In this assignment, you will attempt to decode text for which each word's characters have been randomly scrambled. For instance, given the "ciphertext":
ot tsgusge htta eth peedrtnsi nwte sfto no ihtew sacpsimtuesr sutj to sesm wiht hte imdae is ot easusm htat he sode 'nt laeryl syamipzhte htiw trhie ircsat lbsfiee .
you will attempt to recover the "plaintext":
to suggest that the president went soft on white supremacists just to mess with the media is to assume that he does n't really sympathize with their racist beliefs .
To do this, you will:
- build a language model over plaintext tokens,
- write a function that constructs a lattice of possible plaintext tokens for a given scrambled sentence, and
- score this lattice by composing it with the language model and decode it using the Viterbi algorithm.

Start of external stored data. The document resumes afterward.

PR #3238, opened 2023-11-27
Remove all files except for README.md

sbomer:
@ViktorHofer suggested doing this to prevent the archived sources from main showing up in code search.


ViktorHofer:
It would probably be best to also remove all commits. See corefx for an example: https://github.com/dotnet/corefx. While the repository is already archived, that's not important here.

We created an "archived" branch that only includes a commit for the README.md. We set that branch as the default branch and deleted the main branch.

sbomer:
I'm personally not too keen on deleting `main`, since I sometimes look here for the history from before we moved over to dotnet/runtime. But making a new empty `archive` branch that's the default seems fine to me. I pushed https://github.com/dotnet/linker/tree/archive. @agocke I don't have permissions - do you want to do that?

agocke:
Done

agocke (approved):

sbomer:
Thanks!

ViktorHofer:
> I'm personally not too keen on deleting main, since I sometimes look here for the history from before we moved over

That's a great use case for a tag. A branch expresses that HEAD isn't fixed and commits are being added. But I don't feel strongly about keeping the main branch around or not.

Build an English language model over tokens:
- Download the 2007 News Crawl data from WMT '14 translation task.
- Decompress, tokenize, and case-fold the data.
- Create a trigram token model with Kneser-Ney smoothing.
You do not need to turn in anything for this step.
- You can follow along with the "token model" instructions for practicum 5.
- Note that the command-line parts may take around an hour to run. If you're unsure if you're doing things right, try it with a smaller file (e.g., the first 1000 sentences), or try running things on the lab computers.
Write a function that creates an unweighted "sausage" FSA containing
all the possible ways to unscramble a given sequence of scrambled words. For
instance, if the ith scrambled word is tni
, then there will be arcs
from state i to state i + 1 with labels corresponding to the words
nit
, tin
, nti
, etc.
For the ciphertext:
si tihs ti ?
the lattice might resemble:
where 49
maps to is
, 184
maps to this
, and 48
maps to it
,
etc.
Please include your implementation of the lattice-generating function.
-
You can use
itertools.permutations
to generate all possible orderings of a string:from typing import Iterator def possible_anagrams(anagrammed_token: str) -> Iterator[str]: for perm_list in itertools.permutations(anagrammed_token): # This returns a list of characters so we have to put it # back together. yield "".join(perm_list)
Note that you can either generate an arc for every possible permutation of a scrambled word or test whether a word is in-vocabulary (i.e., present in the language model) before adding an arc for it.
To test if a word is in-vocabulary, you can load the symbol table (created by
ngramsymbols
) as follows:sym = pynini.SymbolTable.read_text("your.sym") # Or whatever.
Or, if you have already loaded the LM (as
lm
) then you can access this like so:sym = lm.output_symbols()
To test whether a string is in-vocabulary, use:
if sym.member("topiary"): ...
Or, to obtain the arc label for an in-vocabulary string:
idx = sym.find("topiary") if idx != pynini.NO_SYMBOL: # Add arc with input and output labels `idx`. ...
-
The easiest way to build the lattice is piece by piece, as follows:
- create an empty FST using
pynini.Fst()
- add one state to the FST using
add_state
, then mark it as the start state usingset_start
- for each scrambled token, add the next state using
add_state
, and add arcs using theadd_arcs
method - mark the last state added as final using
set_final
- create an empty FST using
Score the test data lattices by composing them with the language model, then decode them with the Viterbi algorithm.
Decode all the sentences in test.ana and write them out to a file
test.hyp
, one sentence per line with a single space between each
token, as in dev.tok. You must provide your
solution in this format to receive full credit.
-
The following shows a possible workflow for a single example.
lattice = make_lattice(anagrammed_tokens, syms) # From Part 2. # Uses the LM to score the lattice. lattice @= lm assert lattice.start() != pynini.NO_STATE_ID, "Composition failure" # `rmepsilon` hides any backoff/interpolation arcs. best_path = pynini.shortestpath(lattice).rmepsilon() print(best_path.stringify(sym))
-
Compare the runtime of only adding arcs for in-vocabulary tokens to adding arcs for all tokens.
-
Experiment with different language model settings, including:
- data sources
- model order
- smoothing method
- shrinking method
and report which settings (if any) improve accuracy on the development set (gold data dev.tok, anagrammed data dev.ana, both included in this repo).
-
Implement anagram decoding using a hidden Markov model, as described in §4.2 of Hauer & Kondrak 2016.